Today, the FDA approved once-daily Qtern (10-mg dapagliflozin and 5-mg saxagliptin) to treat type 2 diabetes. The fixed-dose combination drug will provide another oral treatment option for patients with diabetes.

Qtern is indicated to improve blood sugar control when used with diet and exercise in adults whose diabetes is inadequately controlled with dapagliflozin, or who were previously treated with dapagliflozin and saxagliptin, AstraZeneca reported.

Dapagliflozin is a sodium-glucose cotransporter 2 (SGLT-2) inhibitor, and saxagliptin is a dipeptidyl peptidase-4 (DPP-4) inhibitor. SGLT-2 inhibitors improve glycemic control by reducing absorption of glucose in the blood, and have been observed to reduce HbA1c, weight, and blood pressure. DPP-4 inhibitors also reduce blood glucose levels.

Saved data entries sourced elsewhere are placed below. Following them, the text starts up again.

PR #1179, opened 2019-04-19
fixes #1178: Make the `dbms.directories.import` dir root dir for exports

### LINKED ISSUE #1178: Make the `dbms.directories.import` dir root dir for exports
In case the property `apoc.import.file.use_neo4j_config` is set to `true` use the `dbms.directories.import` dir as root for `apoc.export.*` procedures in order to unify the behaviour with the `apoc.load.*` procedures.

conker84:
Fixes #1178 

Make the `dbms.directories.import` dir root dir for exports 

  - changed the behaviour of `FileUtils#getOutputStream` method in order to manage the property `apoc.import.file.use_neo4j_config`, in case it's `true` it takes the value `dbms.directories.import` as root dir
  - fixed all the test
  - updated the documentation

### DIFF
--- a/src/main/java/apoc/util/FileUtils.java
+++ b/src/main/java/apoc/util/FileUtils.java
@@ -8,6 +8,7 @@ import apoc.util.s3.S3URLConnection;
 import org.apache.commons.io.output.WriterOutputStream;
 
 import java.io.*;
+import java.net.MalformedURLException;
 import java.net.URI;
 import java.net.URL;
 import java.util.Arrays;
@@ -86,7 +87,7 @@ public class FileUtils {
     }
 
     public static String changeFileUrlIfImportDirectoryConstrained(String url) throws IOException {
-        if (isFile(url) && ApocConfiguration.isEnabled("import.file.use_neo4j_config")) {
+        if (isFile(url) && isImportUsingNeo4jConfig()) {
             if (!ApocConfiguration.isEnabled("import.file.allow_read_from_filesystem"))
                 throw new RuntimeException("Import file "+url+" not enabled, please set dbms.security.allow_csv_import_from_file_urls=true in your neo4j.conf");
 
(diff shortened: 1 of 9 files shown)


src/main/java/apoc/util/FileUtils.java
```diff
@@ -138,7 +138,20 @@ public static OutputStream getOutputStream(String fileName, OutputStream out) th
                 throw new RuntimeException(e);
             }
         } else {
-            outputStream = fileName.equals("-") ? out : new FileOutputStream(fileName);
+            if (fileName.equals("-")) {
+                outputStream = out;
+            } else {
+                boolean enabled = ApocConfiguration.isEnabled("import.file.use_neo4j_config");
```
jexp: can we encapsulate this?

jexp:
If possible try not to have unrelated changes in a single PR.
So if you see something that you want to clean up, please take note and clean it up in a separate PR.

jexp:
It's ok for now just for the future.

src/main/java/apoc/util/FileUtils.java
```diff
@@ -138,7 +138,20 @@ public static OutputStream getOutputStream(String fileName, OutputStream out) th
...
+                if (enabled) {
+                    String importDir = ApocConfiguration.get("dbms.directories.import", "import");
```
jexp: do we have constants for these? or move them into a method in apocconfig or fileutils

conker84:
> It's ok for now just for the future.

Ok

src/main/java/apoc/util/FileUtils.java
conker84: ok

src/main/java/apoc/util/FileUtils.java
conker84: ok, we put them into two methods into `FileUtils`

The new approval was based on positive data from a 24-week clinical trial designed to assess the safety and efficacy of the combination treatment in 315 patients with type 2 diabetes who experienced inadequate glycemic control with metformin, according to the press release.

Qtern was evaluated in nearly 500 patients over multiple phase 3 clinical trials for up to 52 weeks, and demonstrated glucose-lowering properties.

The drug was previously approved in the European Union in July 2016 for the treatment of patients with type 2 diabetes who did not achieve glucose control on metformin, sulphonyluera, or with dapagliflozin or saxagliptin monotherapy. Qtern was the first SGLT-2/DPP-4 inhibitor combination drug to be approved in Europe, according to AstraZeneca.

“Type-2 diabetes is a complex disease that is at epidemic proportions, affecting more than 29 million people in the US alone,” said Elisabeth Björk, vice president, head of Cardiovascular and Metabolic Diseases, Global Medicines Development at AstraZeneca. “The approval of Qtern is good news for patients who may benefit from improved glycaemic [sic] control by adding a DPP-4 inhibitor to a SGLT-2 inhibitor in a convenient once-daily tablet.”